The intervention involves a combination of a Therapeutic Assessment, a safety plan, and rapid solution-focused follow-up care. The Therapeutic Assessment has been specifically developed by Prof. Dennis Ougrin for adolescents presenting with self-harm in a crisis.

The project is funded by the Kavli Trust, and is being led by researchers at City, University of London, in collaboration with Queen Mary University of London, University College London, and the McPin Foundation.

Background

When adolescents present in crisis, there is a crucial opportunity to intervene rapidly so that self-harm does not become an established coping strategy for life, significantly increasing the risk of suicide.

The period immediately following discharge from hospital is associated with the highest risk of repeat self-harm and suicide, demonstrating a need for rapid intervention.

Furthermore, previous research emphasises the need for compassionate, personalised care to break the cycle of self-harm. A promising approach to address this is a Therapeutic Assessment with safety planning and rapid follow-up contacts using a solution focused approach.

Aim

This trial aims to test the clinical- and cost-effectiveness of this approach for adolescents presenting to the Emergency Department with self-harm.

Method

Work package 1: Co-Design
with Adolescents

Work package 2: Trial

Work package 3: Outcome Analysis

We are working with the Young People’s Network at the McPin Foundation to develop and set up this trial. We have set up a Young People’s Advisory Group (YPAG). The YPAG includes 6 young people and will meet around three times a year, to advise on all aspects of the study.

We will conduct a randomised controlled trial with 18 mental health practitioners from Emergency Departments and 144 young people. The trial will test the clinical- and cost-effectiveness of the intervention. All young people will continue with their normal care and, in addition, half will receive the new approach. After 6 months we will compare whether those receiving the intervention have better mental health and quality of life, and have harmed themselves less, than those not receiving it.
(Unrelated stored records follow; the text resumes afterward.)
PR #2818, opened 2023-12-28
add alloc::string to sp-std

yjhmelody:
Sorry for forgetting to add explanations.

I feel that in the current environment, this restriction no longer applies. More and more libraries support no_std, and they use the String type. For example, wasmi itself also uses it, and the primitives crate of our project also uses String.


xlc:
any explanations?

ggwpez (changes requested):
?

The outcome analysis will focus on whether the participants who received the intervention harmed themselves less throughout the study period of 6 months,  compared to those who did not receive it. It will also focus on whether they had better mental health and quality of life. If our findings show better outcomes, it offers the potential to improve outcomes for adolescents who self-harm, using an evidence-based and consistent approach.

Work package 4: Economic Evaluation

Work package 5: Qualitative Process Evaluation

Work package 6: Dissemination and Impact Activities

To look into the cost-effectiveness of the intervention, we will conduct an economic evaluation. The evaluation will focus on the period from starting the intervention to the end of the follow up period at 6 months, and the costs will include resource usage to train personnel, deliver the intervention, provide other health/social care services to adolescents, costs to parents, and impact on education.

The outcome analysis will be complemented by a qualitative process evaluation to explore how the intervention was experienced by practitioners, guardians, and young people.

We will share our findings widely and explore whether the intervention could also be helpful in other settings.